À sa naissance en novembre 1914, l'Europe est en guerre. Smyrne (Izmir) est une ancienne ville grecque qui se trouve dans l'Empire ottoman, alors l'allié de l'Allemagne. Après la défaite des empires centraux en 1918 et la signature du traité de Sèvres en 1920, qui attribue Smyrne à la Grèce, la Turquie se soulève et reconquiert l'Anatolie. Smyrne est en très grande partie détruite par un incendie (), des pillages ont lieu et la totalité de la population grecque est expulsée. La plupart des Européens quittent également la ville. C'est ainsi que la famille Langlois se trouve dans l'obligation de rentrer en France. Ils s'installent à Paris, rue Laferrière, dans le 9e arrondissement.
Une passion : le cinéma
Henri Langlois fait ses études au petit lycée Condorcet (le « petit lycée » était la section primaire) de la rue d’Amsterdam. En 1933, pour protester contre la décision de son père qui veut l'inscrire à la faculté de droit, il échoue volontairement à son bac, en rendant page blanche, puis en allant au cinéma. Lui ne veut s'occuper que de cinéma. « Moi je suis la brebis galeuse de la famille. J'aimais trop le cinéma » dira-t-il. Après cet échec, son père lui trouve un emploi chez un imprimeur. C'est grâce à cet emploi qu'il rencontre Georges Franju, son aîné de deux ans. Ils deviennent amis. Franju dira : « C'est grâce à lui que j'ai vraiment appris ce qu'était le cinéma muet. »

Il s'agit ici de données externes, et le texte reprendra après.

PR #536, opened 2024-11-02
refactor/move-circuit-imm: Move circuit-specific logic out of the emulator

naure:
- Move any circuit-specific logic of the immediate column of the program table, into the program table module.
- Simplify InsnRecord back to a simple list.
- Minimize API into a single function `imm_internal`. It uses an intermediate i64 instead of previous u32 and bool.

This was an abstraction leakage across crates. This PR finally moves it at the right place.

### DIFF
--- a/ceno_emul/src/rv32im.rs
+++ b/ceno_emul/src/rv32im.rs
@@ -270,42 +270,23 @@ impl DecodedInstruction {
         }
     }
 
-    /// The internal view of the immediate, for use in circuits.
-    pub fn imm_internal(&self) -> u32 {
+    pub fn codes(&self) -> InsnCodes {
+        FastDecodeTable::get().lookup(self)
+    }
+
+    pub fn immediate_msb(&self) -> u32 {
+        self.top_bit
+    }
+
+    pub fn immediate(&self) -> u32 {
         match self.codes().format {
-            R => self.func7,
-            I => match self.codes().kind {
-                // decode the shift as a multiplication/division by 1 << immediate
-                SLLI | SRLI | SRAI => 1 << self.imm_shamt(),
-                _ => self.imm_i(),
-            },
+            R => 0,
+            I => self.imm_i(),
             S => self.imm_s(),
             B => self.imm_b(),
             U => self.imm_u(),
             J => self.imm_j(),
         }
-    }
-
-    /// The internal interpretation of the immediate sign, for use in circuits.
-    /// Indicates if the immediate value, when signed, needs to be encoded as field negative.
-    /// example:
-    /// imm = ux::MAX - 1 implies
-    /// imm_field = FIELD_MODULUS - 1 if imm_field_is_negative
-    /// imm_field = ux::MAX - 1 otherwise
-    /// see InsnRecord::imm_internal_field
-    pub fn imm_field_is_negative(&self) -> bool {
-        match self.codes() {
-            InsnCodes { format: R | U, .. } => false,
-            InsnCodes {
-                kind: SLLI | SRLI | SRAI | ADDI | SLTIU | ANDI | XORI | ORI,
-                ..
-            } => false,
-            _ => self.top_bit != 0,
-        }
-    }
-
-    pub fn codes(&self) -> InsnCodes {
-        FastDecodeTable::get().lookup(self)
     }
 
     fn imm_b(&self) -> u32 {
@@ -317,11 +298,6 @@ impl DecodedInstruction {
 
     fn imm_i(&self) -> u32 {
         (self.top_bit * 0xffff_f000) | (self.func7 << 5) | self.rs2
-    }
-
-    /// Shift amount field of SLLI, SRLI, SRAI.
-    fn imm_shamt(&self) -> u32 {
-        self.rs2
     }
 
     fn imm_s(&self) -> u32 {
@@ -339,33 +315,6 @@ impl DecodedInstruction {
 
     fn imm_u(&self) -> u32 {
         self.insn & 0xfffff000
-    }
-}
-
-#[cfg(test)]
-#[test]
-#[allow(clippy::identity_op)]
-fn test_decode_imm() {
-    for (i, expected) in [
-        // Example of I-type: ADDI.
-        // imm    | rs1     | funct3      | rd     | opcode
-        (89 << 20 | 1 << 15 | 0b000 << 12 | 1 << 7 | 0x13, 89),
-        // Shifts get a precomputed power of 2: SLLI, SRLI, SRAI.
-        (31 << 20 | 1 << 15 | 0b001 << 12 | 1 << 7 | 0x13, 1 << 31),
-        (31 << 20 | 1 << 15 | 0b101 << 12 | 1 << 7 | 0x13, 1 << 31),
-        (
-            1 << 30 | 31 << 20 | 1 << 15 | 0b101 << 12 | 1 << 7 | 0x13,
-            1 << 31,
-        ),
-        // Example of R-type with funct7: SUB.
-        // funct7     | rs2    | rs1     | funct3      | rd     | opcode
-        (
-            0x20 << 25 | 1 << 20 | 1 << 15 | 0 << 12 | 1 << 7 | 0x33,
-            0x20,
-        ),
-    ] {
-        let imm = DecodedInstruction::new(i).imm_internal();
-        assert_eq!(imm, expected);
     }
 }
 
--- a/ceno_emul/src/rv32im.rs
+++ b/ceno_emul/src/rv32im.rs
@@ -262,10 +262,6 @@ impl DecodedInstruction {
         }
     }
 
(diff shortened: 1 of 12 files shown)


ceno_zkvm/src/instructions/riscv/shift_imm.rs
```diff
@@ -181,6 +181,12 @@ impl<E: ExtensionField, I: RIVInstruction> Instruction<E> for ShiftImmInstructio
     }
 }
 
+/// Decode the immediate into the format of this circuit.
+/// The shift is implemented as a multiplication/division by 1 << immediate.
+pub fn process_imm(insn: &DecodedInstruction) -> u32 {
```
KimiWu123, line 186: I would like to propose to move this function to `program.rs`. It would be easier for circuit writers, they don't need to care the bits shifting. What they need to do is just calling `process_imm` and `process_imm` will return what they expected.

ceno_zkvm/src/instructions/riscv/slti.rs
```diff
@@ -105,8 +105,8 @@ impl<E: ExtensionField, I: RIVInstruction> Instruction<E> for SetLessThanImmInst
             .rs1_read
             .assign_value(instance, Value::new_unchecked(rs1));
 
-        let imm = step.insn().imm_internal();
-        let imm_field = InsnRecord::imm_internal_field::<E::BaseField>(&step.insn());
+        let imm = step.insn().immediate();
```
KimiWu123, line 108: I think we can replace it with `InsnRecord::process_imm` here and as well as in all the code above, to make it more unified.`InsnRecord::process_imm` seems like a place for special cases, similar to original `imm_internal()`. By unifying calls to `process_imm`, circuit writers won’t have to decide whether to use `step.insn().immediate()` or `InsnRecord::process_imm()`.

ceno_emul/src/rv32im.rs
```diff
@@ -270,44 +270,25 @@ impl DecodedInstruction {
         }
     }
 
-    /// The internal view of the immediate, for use in circuits.
-    pub fn imm_internal(&self) -> u32 {
+    pub fn codes(&self) -> InsnCodes {
+        FastDecodeTable::get().lookup(self)
+    }
+
+    pub fn immediate_msb(&self) -> u32 {
```
matthiasgoergens, line 277: One reason to have getters instead of direct access to public struct member is to do error handling.

This getter is only valid for instructions that have an immediate field.  (And even for those, it only makes sense for immediate shifts, I think?)  But the getter here is happy to silently hand you garbage data.

As a minimal change, you could at least make it return a consistent 0 for instructions that don't have an immediate field in the spec.

(But more holistically, we should probably move to `rrs-lib` for decoding like SP1 does.)

ceno_zkvm/src/tables/program.rs
```diff
@@ -46,38 +49,56 @@ impl<T> InsnRecord<T> {
...
     }
 
     /// Interpret the immediate or funct7 as unsigned or signed depending on the instruction.
     /// Convert negative values from two's complement to field.
-    pub fn imm_internal_field<F: SmallField>(insn: &DecodedInstruction) -> F {
-        if insn.imm_field_is_negative() {
-            -F::from(-(insn.imm_internal() as i32) as u64)
+    pub fn imm_internal_field(insn: &DecodedInstruction) -> F {
+        let imm = Self::process_imm(insn);
+        if Self::imm_field_is_negative(insn) {
```
matthiasgoergens, line 71: Since you are touching this anyway:

We can just represent the immediate field as an i64, and then use `i64_to_base` (or one her slightly renamed copy-and-paste sisters) to convert to a field element.  Instead of re-implementing that logic yet another time.

ceno_zkvm/src/tables/program.rs
```diff
@@ -46,38 +49,56 @@ impl<T> InsnRecord<T> {
...
-            F::from(insn.imm_internal() as u64)
+            F::from(imm as u64)
+        }
+    }
+
+    /// The internal view of the immediate, for use in circuits.
+    fn process_imm(insn: &DecodedInstruction) -> u32 {
+        let codes = insn.codes();
+        match codes.format {
+            R => codes.func7,
```
matthiasgoergens, line 82: R-types don't have an immediate.  Why does it show up here?

The doc here says 'for use in circuits.'  Why do circuits care about funct7 at all?  That's only useful for determining the kind of instruction, and we can already read that directly from the struct.  I'm a bit confused.

ceno_zkvm/src/tables/program.rs
```diff
@@ -46,38 +49,56 @@ impl<T> InsnRecord<T> {
...
+            I if matches!(codes.kind, SLLI | SRLI | SRAI) => shift_imm::process_imm(insn),
+            _ => insn.immediate(),
+        }
+    }
+
+    /// The internal interpretation of the immediate sign, for use in circuits.
```
matthiasgoergens, line 88: Just report the immediate as a `i64` for use by circuits.  They can then directly encode that as a field element.

No need to make them (re-) do a bunch of logic.

matthiasgoergens (commented):
I'm a bit confused by what we are trying to do here and why.

ceno_zkvm/src/tables/program.rs
naure: Need to merge #538 into this PR.

naure: done

ceno_zkvm/src/tables/program.rs
naure: Can do it that way now yes. This PR is a code move, I’d rather do implementation refactoring separately.

ceno_zkvm/src/instructions/riscv/shift_imm.rs
matthiasgoergens: We should just record the proper shift amount in a field named 'immediate' in the Decoded instruction.

naure: Done.

ceno_zkvm/src/instructions/riscv/slti.rs
naure: Right! I will put it back that way.

ceno_zkvm/src/tables/program.rs
naure: Done in #546

ceno_emul/src/rv32im.rs
naure: Removed in #546.

ceno_zkvm/src/instructions/riscv/jump/auipc.rs
```diff
@@ -74,10 +76,10 @@ impl<E: ExtensionField> Instruction<E> for AuipcInstruction<E> {
         step: &ceno_emul::StepRecord,
     ) -> Result<(), ZKVMError> {
         let pc: u32 = step.pc().before.0;
-        let imm: u32 = step.insn().imm_internal();
-        let (sum, overflow) = pc.overflowing_add(imm);
+        let imm = InsnRecord::imm_internal(&step.insn());
+        let (sum, overflow) = pc.overflowing_add(imm as u32);
 
-        set_val!(instance, config.imm, imm as u64);
+        set_val!(instance, config.imm, i64_to_base::<E::BaseField>(imm));
```
matthiasgoergens, line 82: It's a bit of a shame that we need to add `<E::BaseField>` everywhere now.  I wonder if we can avoid that.

ceno_zkvm/src/tables/program.rs
```diff
@@ -145,21 +159,10 @@ impl<E: ExtensionField, const PROGRAM_SIZE: usize> TableCircuit<E>
                 let insn = DecodedInstruction::new(program.instructions[i]);
                 let values = InsnRecord::from_decoded(pc, &insn);
 
-                // Copy all the fields except immediate.
-                for (col, val) in config
-                    .record
-                    .without_imm()
```
matthiasgoergens, line 151: Nice that we can remove that.

matthiasgoergens (approved):

ceno_zkvm/src/instructions/riscv/jump/auipc.rs
naure: What about a From<i64>?

ceno_zkvm/src/tables/program.rs
naure: Yes that was itching.

ceno_zkvm/src/instructions/riscv/jump/auipc.rs
matthiasgoergens: That would be best, but to make that work, you need to make a change to the crate that implements Goldilocks. (Or you need to introduce an extra wrapper.)

Rust doesn't allow 'orphans'.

Ensemble ils essayeront de faire un film Le Métro (retrouvé en 1985, il se trouve aujourd'hui à la Cinémathèque). Seul Franju, toutefois, poursuivra un parcours de cinéaste.
En 1935, Henri Langlois arrive à faire paraître des articles dans un hebdomadaire intitulé La Cinématographie française, dont le propriétaire s'appelle Paul-Auguste Harlé. Langlois a compris qu'avec l'arrivée du cinéma parlant, les films du cinéma muets allaient disparaître, et qu'il fallait les sauver. Cette même année au mois d'octobre, il fait la connaissance de Jean Mitry au Cercle du Cinéma qui donnait des projections au-dessus du grand cinéma Marignan aux Champs-Élysées, par l'intermédiaire de Madeleine Malthête-Méliès (la petite fille de Georges Méliès)[3]. Celui-ci âgé de 35 ans est historien du cinéma. Il les encourage dans leur idée à monter un ciné-club voué aux films muets.
Ce ciné-club voit le jour en et porte le nom de Cercle du cinéma : « Il s'agit avant tout de montrer des films et non de discuter après. Les débats ne servent à rien » dira Langlois. Les recettes servent à rassembler une première collection de films. Paul-Auguste Harlé leur ouvre un crédit de dix mille francs, avec lesquels Langlois et Franju achètent des copies de 35 mm d'une dizaine de films. Les mois qui suivent créent le climat favorable qui va rendre possible la création de la Cinémathèque.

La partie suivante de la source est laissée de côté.